Like POB said do a push pull legs off repeat. Simple and affective.


----------



## ECKSRATED (Oct 7, 2016)

And tool is just mad because his biceps aren't big enough to spell with an extra letter. Haters gon hateeeee


----------



## Gofalcons (Oct 7, 2016)

Lol I figured it was something like that ECKSRATED


----------



## ToolSteel (Oct 7, 2016)

ECKSRATED said:


> And tool is just mad because his biceps aren't big enough to spell with an extra letter. Haters gon hateeeee





Gofalcons said:


> Lol I figured it was something like that ECKSRATED


They are actually rather small in relation to total arm size. It's what happens when you say **** aesthetics I'm gettin strong. 
UNLESS you're Ecks. Fukkin jacked and tan swole little fukker.


----------



## Joliver (Oct 7, 2016)

There is a "T" in "Team biceps".....




Message brought to you by snake.


----------



## Joliver (Oct 7, 2016)

Also, OP, there is no "T" in "Triceps"!!! You'd be wise to remember that...or else.


----------



## Gofalcons (Oct 7, 2016)

Joliver said:


> Also, OP, there is no "T" in "Triceps"!!! You'd be wise to remember that...or else.



I've been spelling "Triceps" wrong my whole life then.. Lol this is embrassing


----------



## Joliver (Oct 7, 2016)

Gofalcons said:


> I've been spelling "Triceps" wrong my whole life then.. Lol this is embrassing



That's why you came to the profeshunals, bro.


----------



## Gofalcons (Oct 7, 2016)

Joliver said:


> That's why you came to the profeshunals, bro.

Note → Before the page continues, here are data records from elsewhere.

Issue #675, opened 2019-09-12
Our FECache code doesn't work with subdivision elements


drwells:
@xxjaehoxx This is the issue we talked about today :)

This is not so much a problem with FECache, but the way we use it:
```cpp
FEBase& X_fe = X_fe_cache[key];
QBase& qrule = d_quadrature_cache[key];

// See the note in interpWeighted to explain why we override
// libMesh's reinit logic here
if (used_quadratures.find(key) == used_quadratures.end())
{
    X_fe.get_phi();
    X_fe.reinit(elem);
    used_quadratures.insert(key);
}
const std::vector<std::vector<double> >& X_phi = X_fe.get_phi();
```
i.e., we get the (possibly uninitialized) object from the cache and then only initialize it if we have a new quadrature rule. This won't work with subdivision elements since they have, in general, a different number of degrees of freedom per element (i.e., we can keep the same quadrature rule but the `phi` array will still be different).

I think that the correct way to fix this is to instruct FECache to also initialize the FE objects it stores appropriately: e.g., if we have subdivision elements then we always need to recompute shape functions, but if we have Lagrange elements we only need to do it once.

boyceg:
Can we close this issue?

xxjaehoxx:
Sounds good to me!

drwells:
The fix in #679 should be sufficient; we can always open this again if we want to do more work with subdivision elements.

PR #679, opened 2019-09-16
Redo fe cache

drwells:
Most of the fix for #675: we should now reinitialize the FE objects correctly with subdivision elements inside FEDataManager.

@xxjaehoxx I don't actually have any test code for subdivision elements but we should add some to this PR. Do you have the L2 projection code done? If so, send it to me and I will modify it to use `FECache` to check that our implementation actually works.

### DIFF
--- a/ibtk/include/ibtk/FECache.h
+++ b/ibtk/include/ibtk/FECache.h
@@ -115,43 +115,43 @@ protected:
     /**
      * Dimension of the FE mesh.
      */
-    const unsigned int dim;
+    const unsigned int d_dim;
 
     /**
      * Object describing the finite element type.
      */
-    const libMesh::FEType fe_type;
+    const libMesh::FEType d_fe_type;
 
     /**
      * Managed libMesh::Quadrature objects. These are attached to the FE
      * objects.
      */
-    QuadratureCache quadrature_cache;
+    QuadratureCache d_quadrature_cache;
 
     /**
      * Managed libMesh::FE objects of specified dimension and family.
      */
-    std::map<key_type, std::unique_ptr<libMesh::FEBase> > fes;
+    std::map<key_type, std::unique_ptr<libMesh::FEBase> > d_fes;
 };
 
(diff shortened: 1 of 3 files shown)


ibtk/src/lagrangian/FEDataManager.cpp
```diff
@@ -1669,25 +1657,7 @@ FEDataManager::interpWeighted(const int f_data_idx,
...
-                // long as we have called it on this FE object at least once.
-                if (used_X_quadratures.find(key) == used_X_quadratures.end())
-                {
-                    // get_phi changes the state of the object if called
-                    // before reinit
-                    X_fe.get_phi();
-                    X_fe.reinit(elem);
-                    used_X_quadratures.insert(key);
-                }
-
```
drwells: A nice thing about this patch is that I got to delete a previous round of hacks, now that I know how to implement `FECache` correctly.

ibtk/include/ibtk/FECache.h
```diff
@@ -54,6 +54,22 @@ namespace IBTK
...
+ * libMesh::FEBase objects stored by FECache. Multiple flags can be enabled
+ * with bitwise or operations, e.g.,
+ *
+ * @code
+ * const IBTK::FEUpdateFlags update_flags = IBTK::update_phi | IBTK::update_dphi;
+ * @endcode
+ */
+enum FEUpdateFlags
+{
+    update_default = 0,
```
boyceg: What is computed for `default`?

drwells: Nothing. I should go back and label these.

drwells:
I checked and there is no performance regression with this patch: in fact, since we get rid of the ad-hoc initialization logic, things are about 0.03% faster :tada:

drwells:
This PR doesn't fix all of our problems with subdivision elements, but its a good step forward. Since these changes have been approved I am going to merge to avoid getting more merge conflicts as work on FEDataManager continues.

PR #680, opened 2019-09-17
Make FEDataManager no longer inherit from FEData.

drwells:
This is necessary for some upcoming work that will require multiple `FEDataManager` objects to use the same Lagrangian data but different Eulerian data: i.e., multiple `FEDataManager` objects will share the same `FEData` object. In particular: both `IBFEPostProcessor` and `IBFEMethod` need to do some Lagrangian-Eulerian interaction, but really need different `FEDataManager` objects since the former should use the immediately available hierarchy and the later should use the scratch hierarchy.

Part of #647.


drwells:
Its not immediately clear, but this patch is backwards compatible and just moves data around.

Lmaoo Joliver I've only been here 2 days and I already like ya!! Your a funny dude!! Lol


----------



## ToolSteel (Oct 7, 2016)

Gofalcons said:


> Lmaoo Joliver I've only been here 2 days and I already like ya!! Your a funny dude!! Lol


He deadlifts with straps


----------



## Gofalcons (Oct 7, 2016)

ToolSteel said:


> He deadlifts with straps



As long as he ain't deadlifting with gloves I got no problem with it


----------



## TrickWilliams (Oct 7, 2016)

I like to watch guys with gloves in the gym every once in awhile. Its like a whole different breed.


----------



## Gofalcons (Oct 7, 2016)

TrickWilliams said:


> I like to watch guys with gloves in the gym every once in awhile. Its like a whole different breed.

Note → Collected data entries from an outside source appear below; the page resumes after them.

PR #681, opened 2019-09-19
zero IB forces in the right place

boyceg:
This should fix the issue @jabrown893 was encountering, in which he "inactivated" a structure but it still applied forces.

### DIFF
--- a/doc/news/changes/major/20190919BoyceGriffith
+++ b/doc/news/changes/major/20190919BoyceGriffith
@@ -1,0 +1,4 @@
+Fixed: LDataManager properly zeros structural forces associated with
+inactivated structures.
+<br>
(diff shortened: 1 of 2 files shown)


boyceg:
Perhaps @jabrown893 could make a unit test by modifying `IB/explicit/ex1` to inactivate the structure? The exact solution should be u = v = p = 0.

I'd like to suggest that we go ahead and merge this and get the unit test in afterward.

drwells:
Hm. I prefer to bundle tests with fixes but since this is an annoying bug lets just open an issue for the test. I will hold @jabrown893 to writing one :)

@boyceg would you mind adding a changelog entry?

jabrown893:
Thank you!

Straight creep mode.. Can't lie Trick when I first started out had the ol golds gym gloves you get from Walmart thought I was bada**


----------



## Joliver (Oct 7, 2016)

ToolSteel said:


> He deadlifts with straps



This is your final warning....

Don't poke the hare....


----------



## TrickWilliams (Oct 7, 2016)

Lets get ready to rumbleeeee


----------



## nextstepgainz (Nov 17, 2017)

Gofalcons said:


> My current training spilt I'm hitting arms every other day and I'm wondering if that's too much? I don't feel like I'm overtraining..
> Day 1: Chest, Back, Bicepts, triceps
> Day 2: Legs
> Day 3: Delts, Bicepts, triceps, abs
> ...


In mu opinion and yes Im pretty new to this you are doing your arms too much. Try doing them once to twice a wk and I bet you will get better gains.


----------